GOAL OF THE EXERCISE
An exact transcription of the lines below, from the first through the one containing "PR #7369, opened 2020-06-17", is the only output wanted.

RECORDS FOR PROCESSING
Issue #7327, opened 2020-06-11
Delete Custom Credential Types


nixocio:
##### ISSUE TYPE
 - Feature Idea

##### SUMMARY
Delete Custom Credential Types

nixocio:
Closing this one - Since related PR was already merged.

Issue #7324, opened 2020-06-11
List Custom Credential Type


nixocio:
##### ISSUE TYPE
 - Feature Idea

##### SUMMARY
Add support for list Custom Credential Types

nixocio:
Closing this one - Since related PR was already merged.

PR #7369, opened 2020-06-17
Add Credential Type List and Delete

nixocio:
Add `Credential Type` List and Delete features.

See: #7324
Also:#7327

list_delete_credential_types

### DIFF
--- a/awx/ui_next/src/screens/Application/ApplicationsList/ApplicationList.test.jsx
+++ b/awx/ui_next/src/screens/Application/ApplicationsList/ApplicationList.test.jsx
@@ -21,7 +21,7 @@ const applications = {
           user_capabilities: { edit: true, delete: true },
         },
         url: '',
-        organiation: 10,
+        organization: 10,
       },
       {
         id: 2,
--- a/awx/ui_next/src/screens/CredentialType/CredentialTypeList/CredentialTypeListItem.jsx
+++ b/awx/ui_next/src/screens/CredentialType/CredentialTypeList/CredentialTypeListItem.jsx
@@ -1,0 +1,92 @@
+import React from 'react';
+import { string, bool, func } from 'prop-types';
+import { withI18n } from '@lingui/react';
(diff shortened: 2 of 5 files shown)


awx/ui_next/src/screens/CredentialType/CredentialTypeList/CredentialTypeListItem.jsx
```diff
@@ -0,0 +1,94 @@
...
+              </Link>
+            </DataListCell>,
+          ]}
+        />
+        <DataListAction
+          aria-label="actions"
+          aria-labelledby={labelId}
+          id={labelId}
+        >
+          {credentialType.summary_fields.user_capabilities.edit ? (
```
mabashian: This is a nit-pick (and I can tell this pattern came from somewhere else because I see it on other lists) but I feel like a conditional render `&&` would be better here than a ternary with an empty string.  So you could do:

```
          {credentialType.summary_fields.user_capabilities.edit && (
            <Tooltip content={i18n._(t`Edit credential type`)} position="top">
              <Button
                aria-label={i18n._(t`Edit credential type`)}
                variant="plain"
                component={Link}
                to={`/credential_types/${credentialType.id}/edit`}
              >
                <PencilAltIcon />
              </Button>
            </Tooltip>
          )}
```

I thought maybe the empty string was necessary for spacing of some kind but I tested it out locally and I don't think so.

awx/ui_next/src/screens/Application/ApplicationsList/ApplicationList.test.jsx
```diff
@@ -21,7 +21,7 @@ const applications = {
           user_capabilities: { edit: true, delete: true },
         },
         url: '',
-        organiation: 10,
```
mabashian, line 24: Nice

mabashian (approved):

dsesami (approved):

PR #7375, opened 2020-06-18
Use consistent layout for subforms in job/template forms

### LINKED ISSUE #5929: make checkbox fields consistent in ui_next
there are some inconsistencies between the checkbox groups on the project and template forms

project

Screen Shot 2020-02-13 at 10 58 17 AM

template

Screen Shot 2020-02-13 at 10 58 06 AM

- checkbox fields should put options into 3 columns (like templates)
- any dynamic fields based on checkbox options should be in gray/inset subform (like projects), and should have their fields in the standard 3 columns.
- seems like whatever fields are supposed to show up on proejct form when update revision on launch is checked are not.

vjanssens:
##### SUMMARY
This PR resolves #5929 by moving the related form fields in job template create/edit and workflow template create/edit forms inside a subform. This changes the layout to be consistent with the rest of the application.

I could not reproduce some of the issues mentioned in #5929, so I guess they are alread resolved.

- checkbox fields should put options into 3 columns (like templates) -> was already resolved
- any dynamic fields based on checkbox options should be in gray/inset subform (like projects), and should have their fields in the standard 3 columns. -> fixed by this PR
- seems like whatever fields are supposed to show up on project form when update revision on launch is checked are not. -> was already resolved

##### ISSUE TYPE

 - Bugfix Pull Request

##### COMPONENT NAME
UI

##### AWX VERSION

```
12.0.0
```

##### ADDITIONAL INFORMATION

Job template form before:
5929-job-template-before

Job template form after:
5929-job-template-after

Workflow template form before
5929-workflow-template-before

Workflow template form after:
5929-workflow-template-after

### DIFF
--- a/awx/ui_next/src/screens/Template/shared/JobTemplateForm.jsx
+++ b/awx/ui_next/src/screens/Template/shared/JobTemplateForm.jsx
@@ -583,16 +583,15 @@ function JobTemplateForm({
                     </>
                   )}
 
-                  {allowCallbacks && enableWebhooks && (<br />)}
+                  {allowCallbacks && enableWebhooks && <br />}
 
                   {enableWebhooks && (
                     <>
-                      <Title size="md" headingLevel="h4">{i18n._(t`Webhook details`)}</Title>
+                      <Title size="md" headingLevel="h4">
+                        {i18n._(t`Webhook details`)}
+                      </Title>
                       <FormColumnLayout>
-                        <WebhookSubForm
-                          enableWebhooks={enableWebhooks}
-                          templateType={template.type}
-                        />
+                        <WebhookSubForm templateType={template.type} />
                       </FormColumnLayout>
                     </>
                   )}
--- a/awx/ui_next/src/screens/Template/shared/JobTemplateForm.jsx
+++ b/awx/ui_next/src/screens/Template/shared/JobTemplateForm.jsx
@@ -555,7 +555,7 @@ function JobTemplateForm({
                 <SubFormLayout>
                   {allowCallbacks && (
                     <>
-                      <Title size="md">
+                      <Title size="md" headingLevel="h4">
                         {i18n._(t`Provisioning Callback details`)}
                       </Title>
                       <FormColumnLayout>
@@ -580,13 +580,14 @@ function JobTemplateForm({
                           }
                         />
                       </FormColumnLayout>
-
-                      <br />
                     </>
                   )}
+
+                  {allowCallbacks && enableWebhooks && (<br />)}
+
                   {enableWebhooks && (
                     <>
-                      <Title size="md">{i18n._(t`Webhook details`)}</Title>
+                      <Title size="md" headingLevel="h4">{i18n._(t`Webhook details`)}</Title>
                       <FormColumnLayout>
                         <WebhookSubForm
                           enableWebhooks={enableWebhooks}
--- a/awx/ui_next/src/screens/Template/shared/JobTemplateForm.jsx
+++ b/awx/ui_next/src/screens/Template/shared/JobTemplateForm.jsx
@@ -9,6 +9,7 @@ import {
   Switch,
   Checkbox,
   TextInput,
+  Title,
 } from '@patternfly/react-core';
 import ContentError from '../../../components/ContentError';
 import ContentLoading from '../../../components/ContentLoading';
@@ -27,6 +28,7 @@ import {
   FormColumnLayout,
   FormFullWidthLayout,
   FormCheckboxLayout,
+  SubFormLayout,
 } from '../../../components/FormLayout';
 import { VariablesField } from '../../../components/CodeMirrorInput';
 import { required } from '../../../util/validators';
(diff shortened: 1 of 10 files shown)


awx/ui_next/src/screens/Template/shared/WorkflowJobTemplateForm.jsx
```diff
@@ -175,39 +182,50 @@ function WorkflowJobTemplateForm({
...
+            tooltip={i18n._(
+              t`If enabled, simultaneous runs of this workflow job template will be allowed.`
+            )}
+            label={i18n._(t`Enable Concurrent Jobs`)}
+          />
+        </FormCheckboxLayout>
+      </FormGroup>
+
+      {enableWebhooks && (
+        <>
```
jlmitch5: you can get rid of the <> fragment cotainer here, only needed for when there are > 1 child.

awx/ui_next/src/screens/Template/shared/WorkflowJobTemplateForm.jsx
```diff
@@ -175,39 +182,50 @@ function WorkflowJobTemplateForm({
...
+          <SubFormLayout>
+            <Title size="md">{i18n._(t`Webhook details`)}</Title>
```
jlmitch5: can you add headingLevel="4" prop to Title here?  It's required in the patternfly v4 upgrade that will be merging shortly.

awx/ui_next/src/screens/Template/shared/JobTemplateForm.jsx
```diff
@@ -543,30 +545,53 @@ function JobTemplateForm({
...
+                          id="template-host-config-key"
+                          name="host_config_key"
+                          label={i18n._(t`Host Config Key`)}
+                          validate={
+                            allowCallbacks ? required(null, i18n) : null
+                          }
+                        />
+                      </FormColumnLayout>
+
+                      <br />
```
jlmitch5: can you move the br out and put it between the two subforms?

```{allowCallbacks && enableWebhooks && (<br />)}```

**Review by jlmitch5 — CHANGES_REQUESTED** [review]
looking good, thanks for the contribution!  a few little things

**Comment by vjanssens** [comment]
Thanks @jlmitch5 for the review, i've created a commit to fix the issues. 

Unfortunately, there's a test failing which I'm unable to fix. 
```
Warning: An update to WebhookSubForm inside a test was not wrapped in act(...).
When testing, code that causes React state updates should be wrapped into act(...):

<WorkflowJobTemplateForm/> › webhooks and enable concurrent jobs functions properly

    Method “props” is meant to be run on 1 node. 0 found instead.

      207 |     ).toBe(true);
      208 |     expect(
    > 209 |       wrapper.find('input[aria-label="wfjt-webhook-key"]').prop('readOnly')
          |                                                            ^
      210 |     ).toBe(true);
      211 |     expect(
      212 |       wrapper.find('input[aria-label="wfjt-webhook-key"]').prop('value')
```

This is my first time using react, but this error seems a bit vague. I haven't touched code inside WebookSubForm, why would it be changed? Can you point me in the right direction?
When I check the checkbox manually, I can see the `wfjt-webhook-key` be visible.

mabashian:
@vjanssens I see a couple of failing tests.  One of them has to do with webhook_key and webhook_url not matching our expected values on form submission.  I took a look at this and those fields are not even valid when we POST/PUT on `/api/v2/job_templates` so I don't think they should be included in the payload.  I would fix that test with the following changes:

https://github.com/mabashian/awx/commit/56ea5aa9070962d77edbd8bdef9c0da1a3ccb042

The other failing test is a bit more complicated.  I stopped the test right before the failing line and took a look at the DOM.  The `ContentLoading` component is being shown inside the subform which means that isLoading is still `true` when we try to access the field in the test.  While `ContentLoading` is shown, those fields won't be available and the test will fail.  The way that webhook subform worked before was that it was mounted as soon as the form mounted.  Now that you've wrapped it in a conditional render I think things are getting a bit sideways.  We may have to rethink the approach of the subform component in order to get this working smoothly.  For example, if we're going to mount the component when `enableWebhooks` is true then we don't need that same check inside the webhook subform component.  It will always be true if the component is mounted.

vjanssens:
Thank you @mabashian. I've applied the fixes you proposed and removed the `enableWebhooks` conditional inside the WebhookSubForm, as I agree that double check was a bit strange.
I don't know the reasoning for why that state was passed to the component, but to me it is more straight forward to let the parent decide if it should be shown.

Fixed one of the tests, i'll need some more time to see if I can fix the other as well.

vjanssens:
recheck

vjanssens:
@mabashian I think I fixed the issue, I don't have any failing tests locally right now. However, the build seems to fail on something unrelated to my changes. Would you mind to take a look?

vjanssens:
Still not sure why the build fails. It does not seem to be related to my changes.

jlmitch5:
@vjanssens I just force pushed your branch rebased on the latest devel branch (no other changes)...I assume something was just messed up on the check.  I pulled down the code and all tests pass and the UI looks good.  I assume it was something about how we've just merged a PR related to the UI packaging.

I'm putting the mergeit label on there, so provided the checks pass, it will merge.

Thanks for the contribution!

jlmitch5 (approved):
looks good!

SOLUTION
Issue #7327, opened 2020-06-11
Delete Custom Credential Types


nixocio:
##### ISSUE TYPE
 - Feature Idea

##### SUMMARY
Delete Custom Credential Types

nixocio:
Closing this one - Since related PR was already merged.

Issue #7324, opened 2020-06-11
List Custom Credential Type


nixocio:
##### ISSUE TYPE
 - Feature Idea

##### SUMMARY
Add support for list Custom Credential Types

nixocio:
Closing this one - Since related PR was already merged.

PR #7369, opened 2020-06-17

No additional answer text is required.